Leitlinien praktisch angewandt: „Die junge Sportlerin mit Pille“

Eine junge sportliche Frau, die seit einem halben Jahr die Pille nimmt, kommt mit einer Thrombose aus ihrem Urlaub zurück. Wie lang sollte die Antikoagulation fortgeführt werden und sollte die orale Kontrazeption abgesetzt werden?

Wir haben für diese Artikelreihe von Ihren Kolleg:innen einige Fallbeispiele gesammelt. Sie zeigen die Herangehensweise und mögliche leitliniengerechte Lösungen in alltäglichen und nicht so alltäglichen Situationen auf. Halten Sie in den nächsten Monaten Ausschau nach neuen Fällen!

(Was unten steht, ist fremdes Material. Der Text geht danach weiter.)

PR #355, opened 2017-07-20
simplify struct methods

charlierudolph:
* Use pointer receivers everywhere so we can modify the struct if needed. Otherwise you get a copy of the object and thus can't edit it.
* Make the variables a single letter as they are essentially the `this` we were using in javascript and we are likely to use it everywhere.

### DIFF
--- a/exo-go/src/app_dependency_helpers/exocom.go
+++ b/exo-go/src/app_dependency_helpers/exocom.go
@@ -15,13 +15,13 @@ type exocomDependency struct {
 	appDir    string
 }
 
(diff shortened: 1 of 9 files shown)


kevgo (approved):
+1 on using pointers as receivers.

For single-letter characters, I personally consider them an anti-pattern that is an obstacle to self-describing code. Unless using `i` for loop indexes. See https://docs.quantifiedcode.com/python-anti-patterns/maintainability/using_single_letter_as_variable_name.html for more background.

But I recognize that this is a Go pattern here. I wish the Go community would at least use `this` here.

cheahuychou (approved):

Heute: „Die junge Sportlerin mit Pille“

Anamnese

Eine 31-jährige Patientin kommt nach einer langen Autofahrt mit einer Beinvenenthrombose aus ihrem Urlaub in Slowenien zurück. Sie ist eine Freundin des Outdoorsports und hat den Urlaub zum Canyoning genutzt. Seit 6 Monaten nimmt sie ein hormonelles Kontrazeptivum.

In diesem Fall stellt sich neben der Frage nach der geeigneten Antikoagulation und deren Dauer gleich noch eine Frage: Sollte die Pille abgesetzt werden?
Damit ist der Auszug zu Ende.